PR #6231, opened 2018-10-12
Expose subscriptions more directly

cmelchior:
Expose Subscriptions more directly, so it is easier to create, find and remove them. This mirrors the API's in https://github.com/realm/realm-js/pull/2060 but exposes the Subscription class more directly as it makes it easier to query, list and manipulate the subscriptions.

* Added new `Subscription` model class that represents `__ResultSets` objects.
* Added `Realm.getSubscriptions()`, `Realm.getSubscriptions(String pattern)`, `Realm.getSubscription(String name)`.
• Added `RealmQuery.subscribe()` that creates the subscription directly (requires a write transaction). 
* If `SyncConfiguration.waitForInitialRemoteData()` is set and `SyncConfiguration.initialData()` creates subscriptions, the Realm isn't opened until the subscriptions  have  downloaded data.

TODO:
- [x] Changelog
- [x] Merge https://github.com/realm/realm-object-store/pull/701 and switch back to using OS master
- [x] Fix https://github.com/realm/realm-object-store/pull/698
- [x] Add tests for initialData and getInstanceAsync
- [x] Added tests for Subscription class.


realm/realm-library/src/main/java/io/realm/RealmCache.java
```diff
@@ -361,6 +371,57 @@ private static RealmCache getCache(String realmPath, boolean createIfNotExist) {
         return (E) refAndCount.localRealm.get();
     }
 
+    /**
+     * Synchronize all initial subscriptions to disk (if needed).
+     *
+     * If this fails for a new Realm file, the file will be deleted so a new attempt can be done later.
```
kneth: Does "this" refer to the synchronization?

realm/realm-library/src/main/java/io/realm/RealmCache.java
```diff
@@ -361,6 +371,57 @@ private static RealmCache getCache(String realmPath, boolean createIfNotExist) {
...
+     * Old Realm files will be left alone.
+     *
+     * This method is not threadsafe. Synchronization should happen outside it.
```
kneth: "outside" of what?

realm/realm-library/src/main/java/io/realm/RealmQuery.java
```diff
@@ -2007,6 +2015,63 @@ public Realm getRealm() {
         return (Realm) realm;
     }
 
+    /**
+     * Creates an anonymous subscription from this query or returns the existing Subscription if
+     * one already existed.
```
kneth: "existed" -> "exists"

realm/realm-library/src/main/java/io/realm/RealmQuery.java
```diff
@@ -2007,6 +2015,63 @@ public Realm getRealm() {
...
+     */
+    @ObjectServer
+    @Beta
+    public Subscription subscribe(String name) {
+        realm.checkIfValid();
+        if (realm instanceof DynamicRealm) {
+            throw new IllegalStateException("'subscribe' is not available for queries on Dynamic Realms.");
+        }
+        if (osList != null) {
+            throw new IllegalStateException("Cannot create subscriptions for queries based on a 'RealmList. Subscribe to the object holding the list instead.'");
```
kneth: Why the single quotes (`'`)?

realm/realm-library/src/main/java/io/realm/sync/Subscription.java
```diff
@@ -0,0 +1,228 @@
...
+import io.realm.RealmQuery;
+import io.realm.annotations.Beta;
+import io.realm.annotations.Index;
+import io.realm.annotations.RealmClass;
+import io.realm.annotations.RealmField;
+import io.realm.annotations.Required;
+import io.realm.internal.annotations.ObjectServer;
+
+/**
+ * Subscriptions represent the data that a device is interested in from the server when using
```
kneth: Maybe move "from the server" to right after "data"

realm/realm-library/src/main/java/io/realm/sync/Subscription.java
```diff
@@ -0,0 +1,228 @@
...
+ * Query-based Realms.
+ * <p>
+ * They are created automatically when using {@link RealmQuery#findAllAsync()} or {@link RealmQuery#findAllAsync(String)}
+ * on those Realms, but can also be created manually.
+ * <p>
+ * As long as a any subscription exists that include a Object, that object will be present on the
```
kneth: remove first "a" - "exists" -> "exist"
second "a" -> "an"

realm/realm-library/src/main/java/io/realm/sync/Subscription.java
```diff
@@ -0,0 +1,228 @@
...
+ * device. If an object is not covered by any subscription it will be removed from the device,
+ * but not the server.
+ * <p>
+ * Subscriptions are Realm objects, so deleting them by e.g. calling {@link RealmObject#deleteFromRealm()},
```
kneth: "by e.g." -> "e.g. by"

realm/realm-library/src/main/java/io/realm/sync/Subscription.java
```diff
@@ -0,0 +1,228 @@
...
+
+    /**
+     * Returns the internal name of the Class being queried.
+     *
+     * @return the internal name of the of the class being queried.
+     */
+    public String getQueryClassName() {
+        // Strip the __matches suffix to end up with the class being queried.
+        String classQueried = matchesProperty;
+        return classQueried.substring(0, classQueried.length() - "_matches".length());
```
kneth: This might not always give the expected result. Please take a look at https://github.com/realm/realm-js/pull/2075

realm/realm-library/src/objectServer/java/io/realm/internal/SyncObjectServerFacade.java
```diff
@@ -173,12 +178,19 @@ private void invokeRemoveSession(SyncConfiguration syncConfig) {
...
+    public void downloadInitialRemoteChanges(RealmConfiguration config) {
         if (config instanceof SyncConfiguration) {
             SyncConfiguration syncConfig = (SyncConfiguration) config;
             if (syncConfig.shouldWaitForInitialRemoteData()) {
                 SyncSession session = SyncManager.getSession(syncConfig);
                 try {
+                    if (!syncConfig.isFullySynchronizedRealm()) {
+                        // For Query-based Realms we want to upload all our local changes
+                        // first since those might include subscriptions the server need to process.
+                        // This means that once `downloadAllServerChanges` complete all
```
kneth: "complete" -> "completes"

realm/realm-library/src/main/java/io/realm/RealmCache.java
```diff
@@ -340,6 +339,17 @@ private static RealmCache getCache(String realmPath, boolean createIfNotExist) {
...
                 // RealmMigrationNeededException might be thrown here.
                 realm = Realm.createInstance(this);
+
+                // If `waitForInitialRemoteData` data is set, we also want to ensure that all subscriptions
+                // are fully ready before proceeding. The `initialData` block is only executed for
+                // normal Realms, so initial subscriptions can only be created for those as well. Most
+                // of the Realm is initialized during a write (for atomicity). So we cannot download
+                // subscription data until all other initializers have run. At this point we also have access
+                // to all normal APIs as the schema is fully initialized.
+                // We the Realm file is new also need to reset it at this point as from the perspective of the
```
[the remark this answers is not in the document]
Zhuinden: > // We the Realm file is new also need to reset it at this point as

I'm actually not sure what is being said here! :confused:

realm/realm-library/src/main/java/io/realm/sync/Subscription.java
cmelchior: Actually, this should always be safe as we created the `*_matches` property so even if the user had a class named `foo_matches` it would become `foo_matches_matches` here and the above way only remove the last `_matches`

realm/realm-library/src/main/java/io/realm/sync/Subscription.java
```diff
@@ -0,0 +1,228 @@
...
+
+        /**
+         * The subscription has been removed. Data is no longer being synchronized from the Realm
+         * Object Server, and the objects covered by this subscription might be deleted from the
+         * device if no other subscriptions include them.
+         */
+        INVALIDATED(null);
+
+
+        private final Byte nativeValue;
```
nhachicha: why not just an int/long?

realm/realm-library/src/main/java/io/realm/sync/Subscription.java
```diff
@@ -0,0 +1,228 @@
...
+            return nativeValue;
+        }
+    }
+
+    public Subscription() {
+        // Required by Realm.
+    }
+
+    /**
+     * Creates a unmanaged named subscription from a {@link RealmQuery}.
```
nhachicha: an unmanaged

realm/realm-library/src/main/java/io/realm/sync/Subscription.java
```diff
@@ -0,0 +1,228 @@
...
+     * @return the name of the subscription.
+     */
+    public String getName() {
+        return name;
+    }
+
+    /**
+     * Returns a textual description of the query that created this subscription.
+     *
+     * @return a textual description of the query
```
nhachicha: .

realm/realm-library/src/objectServer/java/io/realm/internal/SyncObjectServerFacade.java
```diff
@@ -173,12 +177,19 @@ private void invokeRemoveSession(SyncConfiguration syncConfig) {
...
-    public void downloadRemoteChanges(RealmConfiguration config) {
+    public void downloadInitialRemoteChanges(RealmConfiguration config) {
         if (config instanceof SyncConfiguration) {
             SyncConfiguration syncConfig = (SyncConfiguration) config;
             if (syncConfig.shouldWaitForInitialRemoteData()) {
                 SyncSession session = SyncManager.getSession(syncConfig);
                 try {
+                    if (!syncConfig.isFullySynchronizedRealm()) {
+                        // For Query-based Realms we want to upload all our local changes
+                        // first since those might include subscriptions the server need to process.
```
nhachicha: needs

realm/realm-library/src/objectServer/java/io/realm/internal/SyncObjectServerFacade.java
```diff
@@ -206,4 +217,40 @@ public boolean isPartialRealm(RealmConfiguration configuration) {
     public void addSupportForObjectLevelPermissions(RealmConfiguration.Builder builder) {
         builder.addModule(new ObjectPermissionsModule());
     }
+
+    @Override
+    public void downloadInitialSubscriptions(Realm realm) {
```
nhachicha: Should we include an optional timeout parameter to cancel the wait, in case all subscriptions could not be retrieved for some reason (error/latency etc.)

realm/realm-library/src/syncIntegrationTest/java/io/realm/objectserver/QueryBasedSyncTests.java
```diff
@@ -336,6 +335,69 @@ public void downloadLimitedData() throws InterruptedException {
...
+                    r.where(PartialSyncObjectA.class).greaterThan("number", 5).subscribe("my-sub");
+                })
+                .waitForInitialRemoteData()
+                .modules(new PartialSyncModule())
+                .build();
+        Realm realm = Realm.getInstance(partialSyncConfig);
+        looperThread.closeAfterTest(realm);
+
+        // Check the state of subscriptions
+        assertEquals(6, realm.getSubscriptions().size());
```
nhachicha: We have 1 subscription in `initialData` where does the 6 come from?

realm/realm-library/src/syncIntegrationTest/java/io/realm/objectserver/QueryBasedSyncTests.java
```diff
@@ -336,6 +335,69 @@ public void downloadLimitedData() throws InterruptedException {
...
+                .waitForInitialRemoteData()
+                .addModule(new PartialSyncModule())
+                .build();
+        Realm realm = Realm.getInstance(partialSyncConfig);
+        looperThread.closeAfterTest(realm);
+
+        realm.executeTransaction(r -> {
+            Subscription sub = r.getSubscription("my-sub");
+            assertEquals(Subscription.State.ACTIVE, sub.getState());
+            sub.unsubscribe();
```
nhachicha: Can you test also that deleting the subscription will unsubscribe & make the objects disappear locally?

realm/realm-library/src/main/java/io/realm/RealmCache.java
```diff
@@ -361,6 +371,57 @@ private static RealmCache getCache(String realmPath, boolean createIfNotExist) {
...
+     * If this fails for a new Realm file, the file will be deleted so a new attempt can be done later.
+     * Old Realm files will be left alone.
+     *
+     * This method is not threadsafe. Synchronization should happen outside it.
+     *
+     * @param realm Realm instance to synchronize instances for. It is safe to close this Realm if an exception is thrown.
+     * @param realmFileExistedOnDisk {@code true} if the file existed on disk before trying to open the Realm.
+     */
+    private static void synchronizeInitialSubscriptionsIfNeeded(Realm realm, boolean realmFileExistedOnDisk) {
+        if (!realmFileExistedOnDisk) {
```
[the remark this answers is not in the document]
cmelchior: `realmFileExistedOnDisk` is set before creating anything at the entry of the function, but I agree the name isn't very descriptive at this point in time. I changed the name to `realmFileIsBeingCreated` and reversed the boolean logic in the places required.

The check is here because `initialData` is only ever called for typed Realms, not DynamicRealm.

realm/realm-library/src/objectServer/java/io/realm/internal/SyncObjectServerFacade.java
cmelchior: We probably should, but that should be on the `SyncConfiguration.waitForInitialRemoteData`. I think that is outside the scope of this PR, but I'll create an issue tracking it.

realm/realm-library/src/syncIntegrationTest/java/io/realm/objectserver/QueryBasedSyncTests.java
cmelchior: Sync creates them automatically for the permission classes. I'll add a note a about it.

tgoyne:
Maybe the query API is sufficiently different to begin with that it isn't a big deal, but it's potentially confusing to add `.subscribe()` and `.unsubscribe()` methods with different semantics from what the the methods with those names do in all of the other SDKs.

Nothing else really stands out to me.

CHANGELOG.md
```diff
@@ -29,7 +49,7 @@
 * APIs are backwards compatible with all previous release of realm-java in the 5.x.y series.
 
 ### Internal
-* None
+* Updated to Object Store commit: 362b886628b3aefc5b7a0bc32293d794dc1d4ad5
```
bmunkholm: Does that solve any issues in Java?

bmunkholm:
Regarding the comment from Thomas:
> Maybe the query API is sufficiently different to begin with that it isn't a big deal, but it's potentially confusing to add `.subscribe()` and `.unsubscribe()` methods with different semantics from what the methods with those names do in all of the other SDKs.

I think it's a problem if we make naming the same but semantics different. We should avoid that if at all possible.

cmelchior:
> I think it's a problem if we make naming the same but semantics different. We should avoid that if at all possible.

Yes, we should. But in this case, it isn't possible.

It is virtually impossible to make these API's similar as the way queries are performed and run are so very different between Java and Cocoa/JS and changing that would be a massive, massive change for all existing users.

The name `subscribe()` encapsulates the meaning of actually creating the subscription on both platforms, so even though the semantics are different, the end result is more or less the same.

—————

#### [Your objective]
Each line of the data above containing the string "normal" is to be copied.

#### [Solution to the exercise]
+                // normal Realms, so initial subscriptions can only be created for those as well. Most
+                // to all normal APIs as the schema is fully initialized.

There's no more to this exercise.